By Whitney Jones
Sparked by the successful demonstrations in Tunisia and Egypt, the people of Bahrain began calling for a constitutional monarchy Feb. 16, but unlike the former protests they have faced major acts of violence from their government.
Police shot rubber bullets and cans of tear gas into crowds of peaceful protesters in Manama, Bahrain’s capital, which caused several deaths.
The police fired at protesters during the night while they were sleeping in Manama’s Pearl Square, and while they marched toward the square mourning the deaths of the previous day’s martyrs.
Greg Perreault, program coordinator of the Washington (D.C.) Journalism Center and scholar in Pan-Arab media, said that like the Egyptian demonstrations the people of Bahrain used social media to make their voices heard.
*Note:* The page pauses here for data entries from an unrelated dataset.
PR #261, opened 2020-08-28
fix: fixes hard coded usage of styled import specifier

### LINKED ISSUE #256: Remove hardcoded 'styled' check for 'local.name'
Replace `local.name` with `imported.name` [here](https://github.com/atlassian-labs/compiled/blob/023d2f5afefa659a7ab0787af1ea0ab648f3a89f/packages/babel-plugin/src/index.tsx#L20). 

Why? because when codemoded, original code

`import styledFunction from '@emotion/styled';` 

will be converted to

`import { styled as styledFunction } from '@compiled/css-in-js';`

Please think of other scenarios we can have here.

madou:
Closes #256

### DIFF
--- a/packages/babel-plugin/src/index.tsx
+++ b/packages/babel-plugin/src/index.tsx
@@ -1,5 +1,6 @@
 import { declare } from '@babel/helper-plugin-utils';
 import template from '@babel/template';
+import * as t from '@babel/types';
 import { importSpecifier } from './utils/ast-builders';
 import { visitCssPropPath } from './css-prop';
 import { visitStyledPath } from './styled';
@@ -13,7 +14,7 @@ export default declare<State>((api) => {
     visitor: {
       Program: {
         exit(path, state) {
-          if (state.compiledImportFound && !path.scope.getBinding('React')) {
+          if (state.compiledImports && !path.scope.getBinding('React')) {
             // React is missing - add it in at the last moment!
             path.unshiftContainer('body', template.ast(`import * as React from 'react'`));
           }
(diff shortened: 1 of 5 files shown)


madou:
@pgmanutd please review :)

pgmanutd:
> @pgmanutd please review :)

packages/babel-plugin/src/index.tsx
```diff
@@ -13,39 +14,52 @@ export default declare<State>((api) => {
...
-            )
+            .filter((specifier) => {
+              if (!state.compiledImports || !t.isImportSpecifier(specifier)) {
+                return false;
+              }
+
+              if (specifier.imported.name === 'styled') {
+                state.compiledImports.styled = specifier.local.name;
+                // Remove the import
+                return false;
```
pgmanutd, line 37: nit: Are we concerned about loop performance? Coz we can do `.find` and `.filter` separately for readability may be. Otherwise this looks cool 🎉

packages/babel-plugin/src/index.tsx
```diff
@@ -13,39 +14,52 @@ export default declare<State>((api) => {
...
+              // Keep the import
+              return true;
+            })
+            // Add on the util imports we're going to use later in the transform.
             .concat([importSpecifier('CC'), importSpecifier('CS')]);
         }
       },
       TaggedTemplateExpression(path, state) {
-        if (!state.compiledImportFound) {
+        if (!state.compiledImports?.styled) {
```
pgmanutd, line 48: Optional chaining is dope. I remember from coffescript days how we used to do this. It was awesome. This is the one I am talking about http://coffeescript.org/#existential-operator

pgmanutd (dismissed):

packages/babel-plugin/src/index.tsx
madou: thanks!

honestly we might be concerned - we'll find out later when we roll out to Jira 😓

packages/babel-plugin/src/index.tsx
```diff
@@ -13,39 +14,52 @@ export default declare<State>((api) => {
...
+          state.compiledImports = {};
+
           path.node.specifiers = path.node.specifiers
-            .filter(
-              (specifier) =>
-                specifier.local.name !== 'styled' && specifier.local.name !== 'ClassNames'
-            )
+            .filter((specifier) => {
+              if (!state.compiledImports || !t.isImportSpecifier(specifier)) {
+                return false;
```
madou, line 31: @pgmanutd we might want to return `true` just in case - i'll update the code

madou: done - check the latest commit

packages/babel-plugin/src/index.tsx
```diff
@@ -13,39 +14,55 @@ export default declare<State>((api) => {
...
           }
         },
       },
       ImportDeclaration(path, state) {
-        if (path.node.source.value === '@compiled/core') {
-          state.compiledImportFound = true;
-          path.node.specifiers = path.node.specifiers
-            .filter(
-              (specifier) =>
-                specifier.local.name !== 'styled' && specifier.local.name !== 'ClassNames'
```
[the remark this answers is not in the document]
madou: i figured since its not implemented we just remove it for now

pgmanutd (approved):

PR #262, opened 2020-08-28
fix: imports react at the end of the transformation if its missing

### LINKED ISSUE #241: Import react module when not defined
If `React` is found within the module - don't do anything. If it isn't found - add import:

```
```

Add ability to turn it off (either by config - or by finding if the JSX babel transform to automatically add the import is turned on).

madou:
Closes #241 

Built on what you did @lol-russo but simplified it a lot. The basic premise is "does `React` exist somewhere in the scope - yes? Do nothing. No? Add it.

### DIFF
--- a/packages/babel-plugin/src/index.tsx
+++ b/packages/babel-plugin/src/index.tsx
@@ -1,4 +1,5 @@
 import { declare } from '@babel/helper-plugin-utils';
+import template from '@babel/template';
 import { importSpecifier } from './utils/ast-builders';
 import { visitCssPropPath } from './css-prop';
 import { visitStyledPath } from './styled';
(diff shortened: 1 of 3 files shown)


madou:
@pgmanutd please review :)

packages/babel-plugin/src/styled/__tests__/index.test.tsx
```diff
@@ -176,7 +176,7 @@ describe('styled component transformer', () => {
       \`;
     `);
 
-    expect(actual).toInclude("import React from 'react';");
+    expect(actual).toInclude("import React from'react';");
```
marcins, line 179: Is the lack of space here after `from` correct? (is that actually valid JavaScript?). Seems to be some of that above as well on line 143.

packages/babel-plugin/src/index.tsx
```diff
@@ -10,6 +11,14 @@ export default declare<State>((api) => {
   return {
     inherits: require('babel-plugin-syntax-jsx'),
     visitor: {
+      Program: {
+        exit(path, state) {
```
lol-russo, line 15: So much cleaner! Nice 👍

packages/babel-plugin/src/styled/__tests__/index.test.tsx
madou: It's valid. It's just the test code compressing everything so we have consistent white space

lol-russo (approved):

PR #263, opened 2020-08-28
feat: adds support for composing styles to styled api

### LINKED ISSUE #246: Array and identifier css for styled api/css prop
```
styled.div([])
styled.div(identifier)
css={[]}
css={identifier}
```

madou:
Closes #246 

So this was mostly already implemented in CSS prop - I did a bit of refactoring to move the logic to `css-builder`.

### DIFF
--- a/packages/babel-plugin/package.json
+++ b/packages/babel-plugin/package.json
@@ -19,6 +19,7 @@
     "src"
   ],
   "dependencies": {
+    "@compiled/css": "0.4.7",
     "@babel/core": "^7.10.2",
     "@babel/generator": "^7.10.2",
     "@babel/helper-plugin-utils": "^7.10.2",
--- a/packages/babel-plugin/src/styled/__tests__/index.test.tsx
+++ b/packages/babel-plugin/src/styled/__tests__/index.test.tsx
@@ -49,6 +49,22 @@ describe('styled component transformer', () => {
     `);
   });
 
+  it('should compose CSS from multiple sources', () => {
+    const actual = transform(`
+      import { styled } from '@compiled/core';
+
+      const styles = { fontSize: 12 };
+
+      const ListItem = styled.div([
+        styles,
+        \`color: blue;\`,
+        { fontWeight: 500 }
+      ]);
+    `);
+
+    expect(actual).toInclude('.cc-hash-test{font-size:12px;color:blue;font-weight:500}');
+  });
+
   it('should not pass down invalid html attributes to the node', () => {
     const actual = transform(`
       import { styled } from '@compiled/core';
--- a/packages/babel-plugin/src/styled/index.tsx
+++ b/packages/babel-plugin/src/styled/index.tsx
@@ -32,7 +32,7 @@ const extractStyledDataFromNode = (
     t.isMemberExpression(node.callee) &&
     t.isIdentifier(node.callee.object) &&
     node.callee.object.name === 'styled' &&
-    t.isObjectExpression(node.arguments[0]) &&
+    t.isExpression(node.arguments[0]) &&
     t.isIdentifier(node.callee.property)
   ) {
     const tagName = node.callee.property.name;
--- a/packages/babel-plugin/src/utils/css-builders.tsx
+++ b/packages/babel-plugin/src/utils/css-builders.tsx
@@ -184,5 +184,37 @@ export const buildCss = (node: t.Expression, meta: Metadata): CSSOutput => {
     return extractObjectExpression(node, meta);
   }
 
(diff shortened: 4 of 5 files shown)


madou:
@pgmanutd please review :)

packages/babel-plugin/package.json
```diff
@@ -19,6 +19,7 @@
     "src"
   ],
   "dependencies": {
+    "@compiled/css": "0.4.7",
```
madou, line 22: this was missing from dependencies - we should add it before release.. :)

packages/babel-plugin/src/styled/index.tsx
```diff
@@ -32,7 +32,7 @@ const extractStyledDataFromNode = (
     t.isMemberExpression(node.callee) &&
     t.isIdentifier(node.callee.object) &&
     node.callee.object.name === 'styled' &&
-    t.isObjectExpression(node.arguments[0]) &&
+    t.isExpression(node.arguments[0]) &&
```
madou, line 35: we widen the typecheck so any expression can be passed through (such as arrays, identifiers, and so on)

pgmanutd:
> @pgmanutd please review :)

packages/babel-plugin/src/utils/css-builders.tsx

The people’s desire for the ousting of the current government in Bahrain stems partly from a deep religious divide that exists between the people and their rulers.
The members of the ruling family are Sunni Muslims, but the majority of the nation’s people are Shiites.
The small island’s current leader, King Hamad bin Isa al-Khalifa, is part of the Khalifa family, which has ruled the land for more than 200 years.
According to a White House statement from Feb. 19, the United States reiterated that the Bahraini government must respect its people and listen to their concerns.
According to the statement, “As a long-standing partner of Bahrain, the United States believes that the stability of Bahrain depends upon respect for the universal rights of the people of Bahrain, and a process of meaningful reform that is responsive to the aspirations of all Bahrainis.”
King Hamad tried to satisfy the Shiite protesters by releasing some political prisoners, and the Crown Prince Sheik Salman bin Hama al-Khalifa has called for a national dialogue in an attempt to build bridges between the two religious groups. However, no substantive dialogue has been heard yet in Bahrain.
Although Bahrain is quieting down in the wake of more devastating protests in Libya, the cries of both countries’ people show they are tired of oppressive regimes.
“There’s a new spirit in the air in the Middle East,” Perreault said. “The spirit is one of creating something new.”
President Barack Obama addressed the violence that has occurred not only in Bahrain but also in Libya and Yemen.
“The United States condemns the use of violence by governments against peaceful protesters in those countries and wherever else it may occur,” he said in a Feb. 18 statement.